EXERCISE GOAL:
Look through the data that follows and say how many of its lines contain "point", giving the number only.

DATASET RECORDS:
PR #1060, opened 2023-05-11
Add deprecation notices

axelniklasson:
## Proposed Changes

copilot:summary

### DIFF
--- a/maestro-cli/src/main/java/maestro/cli/command/mockserver/MockServerDeployCommand.kt
+++ b/maestro-cli/src/main/java/maestro/cli/command/mockserver/MockServerDeployCommand.kt
@@ -2,6 +2,7 @@ package maestro.cli.command.mockserver
 
 import maestro.cli.api.ApiClient
 import maestro.cli.cloud.CloudInteractor
+import maestro.cli.view.red
 import picocli.CommandLine
 import picocli.CommandLine.Command
 import picocli.CommandLine.Option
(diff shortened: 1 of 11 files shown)


ArthurSav (approved):

erawhctim:
Is there more detail/documentation anywhere on why this is deprecated/being removed, and if there is any future plans to support network mocking in a different way?

axelniklasson:
@erawhctim I shared the following note with the community [in our public Slack here](https://mobile-dev-inc.slack.com/archives/C01A2QJL51T/p1683811831135009).

> At [mobile.dev](http://mobile.dev/) we are continuously innovating and investing into various Maestro features, some of which become available as experimental features to be tested along with this community. The plan with this is to get feedback from the community and understand if we are solving the right problems or if we should focus our efforts elsewhere. After careful consideration we have decided to deprecate the following experimental products from our offering:
> - Network Mocking
> - Maestro Mock Server
> - Maestro SDK

> These products will be phased out over the coming maestro versions and no further development will be made. We know that some of may have been using these features and we apologize for any inconvenience this may cause. However, we need to focus our resources on other things that bring more value to the community, like physical iOS device support.

> We want to thank everyone who has provided feedback and support for these products - your input has been very valuable and we we will continue to listen to this amazing community to guide the future of Maestro’s product suite.

For now there is no plan to focus on network mocking in the immediate future as the team is heads down focusing on other features that are deemed more important, but it is not impossible that we get back to network mocking in the future when bandwidth allows.

erawhctim:
Exactly what I was looking for, thank you for re-posting!

Issue #1061, opened 2023-05-11
[v1.27.0] `inputText` failing on `secureTextEntry`


KrisLau:
**Describe the bug**
`inputText` failing on `secureTextEntry`. The Input is showing a  "Strong Password" message and text entry just becomes disabled

**To Reproduce**
Steps to reproduce the behavior, e.g.:

1. Start the simulator
2. Run `maestro test` with `- inputText: 'whatever"` on a secure text entry Input
3. The Flow fails at the text input

**Expected behavior**
Enter the password

**Screenshots**
![image](https://github.com/mobile-dev-inc/maestro/assets/46275463/e86f57f7-d2a8-4f97-b609-2c52a4eae5f8)

**Environment information (please complete the following information):**

- Maestro version: v1.27.0
- Platform: iOS 16.2
- Device model and OS version: iPhone 11
- Simulator
- Host: Mac Mini

**Workspace (if applicable)**
N/A

**Bug report output (if applicable)**
N/A

**Additional context**
N/A

filipgerat:
Facing the same issue. Android does not suffer from this. It also doesn't help to set the secureTextEntry property to false

andrejguran:
I have the same issue and can't get through login/signup step

heba-mekawi:
Same here, any recommendation to fix it please ?

orbiteleven:
It's not great, but as a workaround I'm setting those fields to be normal text fields when I detect I'm in testing mode.

thalmann-christof:
As a workaround, you could disable auto-filling in your simulator.
_Inside your simulator: Settings → Passwords → Type in a random password → Password options → Disable toggle_

In Maestro Cloud, it seems to be disabled by default, so there are no issues there.

KrisLau:
@axelniklasson

solidcell:
For anyone else running into this, I have two solutions:

Maestro
```
- swipe:
    direction: RIGHT
- tapOn: "Settings"
# ^^ that could probably be done via some command to open Settings.app's app ID
- tapOn: "Passwords"
- inputText: "a" # anything works here as the password
- pressKey: Enter
- tapOn: "Password Options"
- runFlow:
    when:
      visible: "1" # Only toggle when currently ON. This isn't great, but I don't know of a way to be more explicit about which toggle it is. Luckily, there's just the one (for now...)
    commands:
      - tapOn: "AutoFill Passwords"
```

That's obviously not great.

[...]

PR #1094, opened 2023-05-19
[iOS] Resolve inputText flakiness

artem888:
## Proposed Changes

This PR implements a fix for inputText flakiness on iOS. The main reason for the flakiness is that in case of typingSpeed being too fast characters are being skipped. Can be reliably reproduced when typingSpeed is set to 30 chars per second.

New logic has several improvements:
- taps automatically on the cell, so additional tapOn command is not needed anymore. supported params (`id`, `accessibilityText`, `point`)
- in case of text length equal or less 50 characters inputText would be used as normally with reduced typingSpeed (10 characters per second)
- in case of text length exceeding 50 characters new logic of copy-paste will be used

before:
```
- tapOn:
    id: "login-email-input"
- inputText: "user@example.com"
```

after:
```
- inputText:
    text: "user@example.com"
    id: "login-email-input"
```

short text (<50 chars) input video:

https://github.com/mobile-dev-inc/maestro/assets/961175/3e778ff5-8d5d-414a-9f8b-e7de6cb51a7a

long text (>50 chars) input video:

https://github.com/mobile-dev-inc/maestro/assets/961175/78fc8dbf-55c8-424a-bb8c-e11f0cecda25

## Testing
maestro-flow-tester tests:
- [x] UIKit app
- [x] ReactNative app
- [x] Flutter app

## Issues Fixed
https://github.com/mobile-dev-inc/maestro/issues/395


igorsmotto:
Hey! Great to see this PR, I have some general questions:
1. Is this API change required?
2. How it works for other platforms (i.e.: Android)?
3. Does this solution works for secureTextEntry? Related: https://github.com/mobile-dev-inc/maestro/issues/1061?

artem888:
> Hey! Great to see this PR, I have some general questions:
> 
> 1. Is this API change required?
> 2. How it works for other platforms (i.e.: Android)?
> 3. Does this solution works for secureTextEntry? Related: [[v1.27.0] `inputText` failing on `secureTextEntry` #1061](https://github.com/mobile-dev-inc/maestro/issues/1061)?

1. yes, it is required, because we need a textfield element to doubleTap on it on iOS (for copy-paste logic)
2. on Android there will be no change, besides when the new API is used we do the tap on the cell automatically
3. I've tested with secure text-fields on iOS, since this change is iOS only and it works fine there

maestro-orchestra-models/src/main/java/maestro/orchestra/Commands.kt
```diff
@@ -327,21 +327,43 @@ data class AssertConditionCommand(
...
 
+data class InputTextCommandV2(
+    val text: String,
+    val accessibilityText: String? = null,
+    val id: String? = null,
+    val point: String? = null,
+    val pasteTitle: String? = null
+) : Command {
+    override fun description(): String {
+        return "Input text v2 $text"
```
axelniklasson, line 353: This is being presented to users, so maybe we should remove the `v2` part? We could also update it to add something indicating that it is inputting text to an element directly, thus indicating it is the v2 version.

```suggestion
        return "Input text $text"
```

maestro-orchestra/src/main/java/maestro/orchestra/Orchestra.kt
```diff
@@ -39,6 +40,7 @@ import maestro.orchestra.yaml.YamlCommandReader
 import maestro.toSwipeDirection
 import maestro.utils.MaestroTimer
 import maestro.utils.StringUtils.toRegexSafe
+import java.awt.SystemColor.text
```
axelniklasson, line 43: Is this import required?

artem888:
> Awesome work on this Artem!
> 
> Some follow up questions:
> 
> * Are there changes required on Maestro Cloud?
> * What tests have been made to ensure the changes in the tap implementation does not introduce any regressions?
> 
> Let's also prepare a change request with documentation changes for this command so it is ready for the next release.

- for maestro cloud I need to check, but probably yes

TASK RESULT:
2